PR #3128, opened 2026-08-09
fix(studio): stop a Studio edit from reloading the preview

miguel-heygen:
## What

A write made by Studio itself no longer reloads the preview iframe. Writes from outside Studio still do.

## Why

Every Studio edit went to disk, the file watcher saw the change, and the preview reloaded as if an external editor had touched the file. The result was a visible flash after every edit, and any in-flight gesture lost its state.

## How

The client mints a write token, marks it before issuing the request, and sends it as a header. The server records a receipt against the file version and attaches it to the watcher event, so the client recognises its own write and suppresses the reload. Marked before the request because the watcher event can beat the response.

Every write path claims its writes, not just the DOM ones: batch, patch-element, group, timeline and caption. A rollback write deliberately does not claim, so the preview does reload.

## Test plan

- 68 server route tests, 1189 studio hook/util tests
- Editing an element in Studio does not flash the preview; touching the file in an external editor still reloads it

---

First of eight stacked PRs re-cutting #3077, which stays open as the reference for the whole tree.

### DIFF
--- a/packages/studio-server/src/routes/files.test.ts
+++ b/packages/studio-server/src/routes/files.test.ts
@@ -425,6 +425,38 @@ describe("registerFileRoutes", () => {
     expect(readFileSync(join(projectDir, "index.html"), "utf-8")).toContain("After");
   });
 
+  // Without the receipt the client cannot recognise its own edit in the watcher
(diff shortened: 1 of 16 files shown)


miguel-heygen:

PR #3129, opened 2026-08-09
feat(core): sanitize rich text on the way into a composition

miguel-heygen:
## What

A rich-text patch operation, guarded by one sanitizer, with stable element ids. No UI.

## Why

Studio's patch vocabulary was inline-style, attribute, html-attribute and text-content. text-content assigns textContent, and the text-field model escapes markup on the way out and refuses a change in child structure, so a styled span had no route into a composition file.

## How

One sanitizer in packages/core, called on both ends of the trip: in the browser so the preview shows what will be saved, and on the server because that is where the file is written. Tags and style properties are a small allowlist, and an unexpected tag loses its formatting rather than its words. Spans an edit adds get their ids in the same write, so no follow-up write can race it.

## Test plan

- 45 sanitizer tests, 84 source-mutation tests
- Sanitizing is idempotent; disallowed tags are stripped while their text survives

---

Second of eight stacked PRs re-cutting #3077. Base is the PR below it.


miguel-heygen:

PR #3130, opened 2026-08-09
feat(studio): apply a style to a run of characters

miguel-heygen:
## What

The engine that applies a style to selected characters inside an element. Pure logic, no UI.

## Why

Wrapping a DOM range in a span is three lines, and then every interesting case is a special case: recolouring nests spans that shadow each other, removing a style cannot reach the ancestor that set it, and styling across an existing run's boundary has to split it. Each fix is a new branch and the branches interact.

## How

The element is read into a flat list of styled runs, the style is applied to a span of characters in that list, and the element is rebuilt from it. Replacing, removing, splitting and merging stop being cases: the rebuild emits one span per distinct run and cannot nest or duplicate.

Selection offsets count UTF-16 units, so a boundary can land between the halves of an emoji; the applied range widens to whole characters. A colour an ancestor overpaints is mirrored into the fill, because a colour that does not paint reads as a colour that did not save.

## Test plan

- 44 tests covering replace, remove, split, merge, emoji boundaries and the overpainted-fill case

---

Third of eight stacked PRs re-cutting #3077. The toolbar that drives this arrives in the next PR.

### DIFF
--- a/packages/studio/src/components/editor/inlineTextStyleRange.test.ts
+++ b/packages/studio/src/components/editor/inlineTextStyleRange.test.ts
@@ -1,0 +1,557 @@
+// @vitest-environment happy-dom
+
+import { afterEach, describe, expect, it, vi } from "vitest";
+import { applyInlineStyle, readInlineStyle } from "./inlineTextStyleRange";
+
+afterEach(() => {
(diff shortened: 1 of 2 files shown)


miguel-heygen:

PR #3131, opened 2026-08-09
feat(studio): edit and style text in the preview

miguel-heygen:
## What

Double-press a text element in the canvas and the caret opens where you pressed, in the element itself rather than in a panel. Select characters and a small toolbar offers colour, bold, italic and underline, applied to exactly those characters.

## Why

Editing text meant finding it in a panel and retyping it there. The panel could not express styling at all.

## How

The toolbar lives in Studio's document rather than the composition's. Putting it in the preview would inject Studio's chrome into the user's composition, where a render would capture it and the composition's own styling would inherit into it. It is positioned over the selection in viewport coordinates, so it does not have to know which of the canvas' nested coordinate systems it was mounted into.

In a flex or grid container the rebuilt runs go inside one wrapper, so a coloured word cannot reflow the element it sits in.

Also fixes the keyboard: the shortcut guards matched contenteditable=true only, so playback shortcuts ate letters typed into the composition.

## Test plan

- 3264 studio tests green
- Open an edit, type, click away, reload: the text persisted. Bold half a word and the other half stays unbolded through a save.

---

Fourth of eight stacked PRs re-cutting #3077. This one is over the usual size budget: the editor and the toolbar cannot be separated, since the editing layer is what mounts the toolbar. About 40% of the diff is tests.


miguel-heygen:

PR #3132, opened 2026-08-09
feat(studio): show every colour of a mixed selection in the swatch

miguel-heygen:
## What

The text colour swatch shows every colour in the selection, blended, instead of falling back to white.

## Why

The toolbar reports a property only when the whole selection agrees on it. That is right for bold and italic, where a toggle is on or off, but wrong for a swatch: with nothing to report it fell back to the default, so a red-and-green selection claimed to be white.

## How

The swatch reads the colours as they run through the selection and blends them left to right, each sitting at the middle of the share of characters that carry it. Whitespace paints no glyph, so it contributes no colour — otherwise recolouring one word inside coloured text drew a stray band of the surrounding colour at the edge.

Painting is anchored to the border box. A gradient maps to the padding box and then repeats to fill the border box, so the 1px border was showing the gradient's opposite end on each side.

## Test plan

- 65 tests across the toolbar and the style reader
- Verified by reading rendered pixels: the border pixel is now white over the adjacent colour, not over its complement

---

Fifth of eight stacked PRs re-cutting #3077.

### DIFF
--- a/packages/studio/src/components/editor/InlineTextToolbar.test.tsx
+++ b/packages/studio/src/components/editor/InlineTextToolbar.test.tsx
@@ -200,9 +200,7 @@ describe("InlineTextToolbar", () => {
     selectAll(element);
 
     const swatch = toolbarIn(host)!.querySelector<HTMLElement>("span[aria-hidden]")!;
-    expect(swatch.style.background).toBe(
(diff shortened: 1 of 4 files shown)


miguel-heygen:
■ ■ ■
Exercise details: For the material, find the number of lines holding the word "vitest" and give that figure and nothing more.

Written response: 2